Lines from the line with "### Source of information" to the line with "### Examples" in the entries below, and only those, must be output exactly, with both ends included.

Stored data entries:
((

PR #1821, opened 2025-08-12
Remove the `--no-fix` option of the `ruff` hook

fabcor-maxiv:
When `ruff check --fix` makes modifications to files, it is not immediately clear where and why the files are modified. When running locally, one can see the changes with `git diff`, but it still does not clarify why (which Ruff rule was broken).

Without the `--fix` option, Ruff clearly shows where the violations are. Then the developer is free to decide how to fix the violations:
* The developer can choose to do the fixes manually.
* The developer can choose to run `poetry run ruff check --fix`.
* The developer can choose to add exceptions.
* The developer can choose to do a combination of the above.

GitHub: https://github.com/mxcube/mxcubecore/issues/1220
GitHub: https://github.com/mxcube/mxcubecore/pull/1243

### DIFF
--- a/.pre-commit-config.yaml
+++ b/.pre-commit-config.yaml
@@ -32,10 +32,12 @@ repos:
 
 
   - repo: https://github.com/astral-sh/ruff-pre-commit
-    rev: v0.9.6
+    rev: v0.9.10  # Keep in sync with `poetry.lock` and `pyproject.toml`
     hooks:
+      # For the `ruff` hook (which runs `ruff check`),
+      # we purposefully skip the `--fix` option,
+      # and recommend running a command like `poetry run ruff check --fix` instead.
       - id: ruff
-        args: [--fix]
       - id: ruff-format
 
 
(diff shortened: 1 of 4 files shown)


fabcor-maxiv:
This is intended to be the exact same change that we did in MXCuBE-Core already: <https://github.com/mxcube/mxcubecore/pull/1243>.

Since we remove the `--fix` option for Ruff linter in Pre-commit hooks, we need to offer a straightforward way to run the fixes. And this is what this pull request offers.

fabcor-maxiv:
Ruff has no dependencies of its own, so adding Ruff to the dependencies should have a very low cost, it should never cause version conflicts or cause stress on the dependency resolution.

marcus-oscarsson:
Thanks looks good,I don't know why but I thought we already removed `--no-fix`. Maybe that was on `mxcubecore` and I thought we did it on web as well. Anyhow, thanks for having a look.

fabcor-maxiv:
> Thanks looks good,I don't know why but I thought we already removed `--no-fix`. Maybe that was on `mxcubecore` and I thought we did it on web as well. Anyhow, thanks for having a look.

Yes, as I [commented above](https://github.com/mxcube/mxcubeweb/pull/1821#issuecomment-3179769269), this was done for MXCuBE-Core only. And recently I noticed that I had forgotten to do it for MXCuBE-Web as well.

PR #1824, opened 2025-08-18
Show SampleChanger maintenance info in a tooltip on hover

alessandro-olivo:
This feature allows displaying enhanced information about the status of the sample changer in the tooltip of the related widget. In particular, this includes the `global_state` and the `message` returned by the sample changer maintenance HWO.

The intended behavior is similar to how the "Ring Current" tooltip already works when you hover with the cursor.

### Source of information
The values are retrieved from the endpoint sample_changer/get_initial_state (see [component/samplechanger.py](https://github.com/mxcube/mxcubeweb/blob/46cbe7b0e37717e5a77ef5f0bb1fd9067ab0d11d/mxcubeweb/core/components/samplechanger.py#L365C1-L377C1)) and from the websocket channel (see [routes/signals.py](https://github.com/mxcube/mxcubeweb/blob/e9efe2af38fccf5b11666ea4d6214ca87addcd12/mxcubeweb/routes/signals.py#L198C1-L205C10)).

For the latter source, I had to restore part of commit 337efd37 in order to send updates of the `global_state` dictionary to the frontend:
```diff
def sc_maintenance_update(*args):
    if len(args) == 3:
        # ...
-       _, cmd_state, message = args
+       global_state, cmd_state, message = args
    else:
        # ...
+       global_state = {}
        cmd_state, message = args

    try:
        server.emit(
            "sc_maintenance_update",
            {
+               "global_state": global_state,
                "commands_state": json.dumps(cmd_state),
                "message": message,
            },
            namespace="/hwr",
        )
    except Exception as msg:
        logging.getLogger("HWR").error("error sending message: %s" + str(msg))
```
I think this is fine, because as far as I understood, the issue that the commit fixed was that changes in the SC state on the frontend were triggered by two different signals, one emitted from the SC HWO and the other from the SC maintenance HWO. With this feature, the SC `state` changes remain under the responsibility of the SC HWO, while `global_state` should be considered a dictionary containing additional information about the SC.

Maybe we could rename it to something like `detailed_status` or `global_info`.

### Examples
1) The SC HWO is loaded and the `global_state` and the `message` parameters are defined 
   image

2) The `message` parameter is defined
   image

3) The SC maintenance HWO is not loaded
   image

### Notes:
This sample changer widget is no longer an InOutSwitch. There is no Power Off/On command popping up when you click on the state. Since the SC commands are already available in the Equipment tab, I thought it wasn’t strictly necessary, but I can eventually add this functionality if needed.

### DIFF
--- a/ui/src/containers/BeamlineSetupContainer.jsx
+++ b/ui/src/containers/BeamlineSetupContainer.jsx
@@ -5,13 +5,13 @@ import { useDispatch, useSelector } from 'react-redux';
 
 import { setAttribute } from '../actions/beamline';
 import { stopBeamlineAction } from '../actions/beamlineActions';
-import { sendCommand } from '../actions/sampleChanger';
 import BeamlineAttribute from '../components/BeamlineAttribute/BeamlineAttribute';
 import BeamlineCamera from '../components/BeamlineCamera/BeamlineCamera';
 import DeviceState from '../components/DeviceState/DeviceState';
 import InOutSwitch from '../components/InOutSwitch/InOutSwitch';
 import MachInfo from '../components/MachInfo/MachInfo';
 import OneAxisTranslationControl from '../components/MotorInput/OneAxisTranslationControl';
+import SampleChanger from '../components/SampleChanger/SampleChanger';
 import BeamlineActions from './BeamlineActionsContainer';
 
 function BeamlineSetupContainer() {
@@ -23,6 +23,9 @@ function BeamlineSetupContainer() {
     (state) => state.beamline.hardwareObjects,
   );
   const sampleChangerState = useSelector((state) => state.sampleChanger.state);
+  const sampleChangerMaint = useSelector(
+    (state) => state.sampleChangerMaintenance,
+  );
 
   function renderBeamstopAlignmentOverlay() {
     const motor = hardwareObjects['diffractometer.beamstop_distance'];
@@ -212,14 +215,9 @@ function BeamlineSetupContainer() {
         </Nav>
         <Nav className="me-3">
           <Nav.Item>
-            <InOutSwitch
-              openText="Power On"
-              offText="Power Off"
-              openValue="PowerOn"
-              offValue="PowerOff"
-              labelText="Sample Changer"
-              value={sampleChangerState}
-              onSave={(cmdparts, args) => dispatch(sendCommand(cmdparts, args))}
+            <SampleChanger
+              state={sampleChangerState}
+              maintenance={sampleChangerMaint}
             />
           </Nav.Item>
           {renderActuatorComponent()}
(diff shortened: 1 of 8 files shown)


ui/src/containers/BeamlineSetupContainer.jsx
```diff
@@ -212,14 +215,9 @@ function BeamlineSetupContainer() {
...
           <Nav.Item>
-            <InOutSwitch
-              openText="Power On"
-              offText="Power Off"
-              openValue="PowerOn"
-              offValue="PowerOff"
-              labelText="Sample Changer"
-              value={sampleChangerState}
-              onSave={(cmdparts, args) => dispatch(sendCommand(cmdparts, args))}
+            <SampleChanger
```
marcus-oscarsson: How about calling this component `SampleChangerStatus` or similair, `SampleChanger` feels a bit too general in my opinion ?

marcus-oscarsson:
Looks good and as always a nice contribution :). I'm not certain that the additional information in `global_state` tells the user alot. But that depends on the content of `global_state` and perhaps also who the user is. 

I guess it could possibly contain some additional information that is useful for the user and its hidden away in a overlay so I think this would be ok.

The `Power On` and `Power Off` commands was added/requested by MaxIV. We are not using those commands and if we where to use them we would use the `equipment` tab/view. So it would be fine for use to remove them, but we should ask the guys at MaxIV if them commands are still used from the status label/switch, @epanepucci, @elmjag, @fabcor-maxiv

elmjag:
> The `Power On` and `Power Off` commands was added/requested by MaxIV. We are not using those commands and if we where to use them we would use the `equipment` tab/view. So it would be fine for use to remove them, but we should ask the guys at MaxIV if them commands are still used from the status label/switch, @epanepucci, @elmjag, @fabcor-maxiv

This was requested before my time. I think dropping them from the main (`sample view`) tab is a good idea.

I don't see a reason why normal beamline user would want to power on and off the robot during routine data collections. And if for some special reason they need it, it is still available on the `equipment` tab.

ui/src/containers/BeamlineSetupContainer.jsx
epanepucci: agree on this

epanepucci:
I agree with Elmir regarding the sample changer. Also, UX wise I'd rather have those widgets be information only and move actions to *beamline actions* instead for things more regularly needed by every user.

marcus-oscarsson:
:+1: Thanks guys. So in principle fine.

marcus-oscarsson:
Your proposed changes seems to be fine @alessandro-olivo, you can rebase and merge (just have a look at the name of the `SampleChanger` component name)

alessandro-olivo:
I'm back on this PR, thanks everyone for the contributions :smile:
I'll change the name of the component to something more meaningful

> I'm not certain that the additional information in `global_state` tells the user alot. But that depends on the content of `global_state` and perhaps also who the user is.
 
You're right. Actually, this feature was requested by the staff, and they’ll be most likely the only ones who care about this information.

alessandro-olivo:
I decided to name it `SampleChangerInfo`, similar to `MachineInfo` since they have a similar purpose

PR #1827, opened 2025-08-20
Disable Run button on RJSF validation error

mockoocy:
Previously only redux-form validation using `validate` function was used to mark form data as "invalid".

Now the RJSF validation is also tracked as a part of component state. The "Run now" button will be disabled if either RJSF or `validate` function complain about any of the fields.

image


axelboc (approved):

marcus-oscarsson:
Nice, thanks alot @mockoocy

PR #1834, opened 2025-08-26
Make workflow optional in beamline configuration

matyson:
Check if `beamline.workflow` is None before attempting to get available workflows, this avoids misleading exception messages when the workflow section is undefined on purpose in `beamline_config.yml`. Related to #1832.


marcus-oscarsson:
Thanks !

PR #1837, opened 2025-08-28
Retrieving information about the beam from `beamadapter`

marcus-oscarsson:
Retrieving information about the beam from the `beamadapter` instead of using the beamline route.

Moved `get_beam_info` to `get_value` of the `BeamAdapter` object

### DIFF
--- a/ui/src/actions/login.js
+++ b/ui/src/actions/login.js
@@ -1,7 +1,8 @@
 /* eslint-disable promise/prefer-await-to-then */
-import { fetchBeamInfo, fetchBeamlineSetup } from '../api/beamline';
+import { fetchBeamlineSetup } from '../api/beamline';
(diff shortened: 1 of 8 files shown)


ui/src/actions/login.js
```diff
@@ -94,8 +95,8 @@ export function getInitialState() {
       fetchQueueState()
         .then((queue) => ({ queue }))
         .catch(notify),
-      fetchBeamInfo()
-        .then((beamInfo) => ({ beamInfo }))
+      sendGetValue('beam', 'beam')
+        .then((beamInfo) => ({ beamInfo: beamInfo.value }))
```
marcus-oscarsson, line 99: Ill try to come up with a way to get rid of this extra '.value' that indirectly comes from the use of PyDantic models for the adapter `get_value`.

axelboc (approved):

PR #1838, opened 2025-08-28
Call to `get_beam_info` in `get_viewport_info` not needed anymore

marcus-oscarsson:
For some reason the route that retrieves information about the video stream also retrieves information about the beam.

))

RESPONSE AREA:
### Source of information
The values are retrieved from the endpoint sample_changer/get_initial_state (see [component/samplechanger.py](https://github.com/mxcube/mxcubeweb/blob/46cbe7b0e37717e5a77ef5f0bb1fd9067ab0d11d/mxcubeweb/core/components/samplechanger.py#L365C1-L377C1)) and from the websocket channel (see [routes/signals.py](https://github.com/mxcube/mxcubeweb/blob/e9efe2af38fccf5b11666ea4d6214ca87addcd12/mxcubeweb/routes/signals.py#L198C1-L205C10)).

For the latter source, I had to restore part of commit 337efd37 in order to send updates of the `global_state` dictionary to the frontend:
```diff
def sc_maintenance_update(*args):
    if len(args) == 3:
        # ...
-       _, cmd_state, message = args
+       global_state, cmd_state, message = args
    else:
        # ...
+       global_state = {}
        cmd_state, message = args

    try:
        server.emit(
            "sc_maintenance_update",
            {
+               "global_state": global_state,
                "commands_state": json.dumps(cmd_state),
                "message": message,
            },
            namespace="/hwr",
        )
    except Exception as msg:
        logging.getLogger("HWR").error("error sending message: %s" + str(msg))
```
I think this is fine, because as far as I understood, the issue that the commit fixed was that changes in the SC state on the frontend were triggered by two different signals, one emitted from the SC HWO and the other from the SC maintenance HWO. With this feature, the SC `state` changes remain under the responsibility of the SC HWO, while `global_state` should be considered a dictionary containing additional information about the SC.

Maybe we could rename it to something like `detailed_status` or `global_info`.

### Examples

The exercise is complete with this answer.